VERONA – Il nuovo centravanti del Verona è Giovanni Simeone. Il Cholito è stato presentato a stampa e tifosi ed ha subito messo in chiaro quale sarà l’atteggiamento con cui affronterà la sua nuova avventura: “Sacrificio, garra: questo è il mio input per andare sempre avanti. Lottare su ogni pallone“. Dopo l’esperienza a Cagliari, non certo brillante, l’attaccante argentino proverà a riscattarsi, ritrovando in panchina un allenatore che lo conosce bene come Eusebio Di Francesco: “La voglia di dimostrare c’è sempre: a Cagliari, qui, dove sono stato in passato, ho sempre cercato di dare il massimo.

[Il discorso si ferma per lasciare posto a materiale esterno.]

PR #3084, opened 2020-10-27
Enable different axis orders in Background fits files 

AtreyeeS:
**Description**

This pull request .enables `Background2D` and `Background3D` to work with both the GADF recommenced axis order and the current HESS/CTA release as discussed in #3081 .
Strangely enough, our tests in `test_irf_write` had the special case of same number of bins in (energy, lat, lon)! I changed the energy binning to get sane results. 

**Dear reviewer**

I added  GADF files in Gammapy-data in https://github.com/gammapy/gammapy-data/pull/5
Those are required for the tests.

### DIFF
--- a/gammapy/irf/background.py
+++ b/gammapy/irf/background.py
@@ -111,9 +111,14 @@ class Background3D:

Da quando ho finito le vacanze ho pensato di dovermi mettere a disposizione, ovunque andassi. Mi sono preparato bene fisicamente, e ora voglio dimostrare di esserci. Nei momenti difficili non è facile uscirne. A Cagliari – ricorda – abbiamo vissuto un anno difficile, con Di Francesco ma anche con Semplici. Nelle difficoltà siamo riusciti a lottare, per uscirne. Non mi prefiggo un obiettivo in termini di gol, voglio semplicemente dare tutto. Il mister è una persona serena, contenta del mio arrivo e della squadra che ha. Mi ha detto che mi sarei trovato molto bene, per me può essere una grande opportunità. Concordo con lui, penso che sia così: è una squadra che corre, che attacca. L’ho trovato entusiasta“.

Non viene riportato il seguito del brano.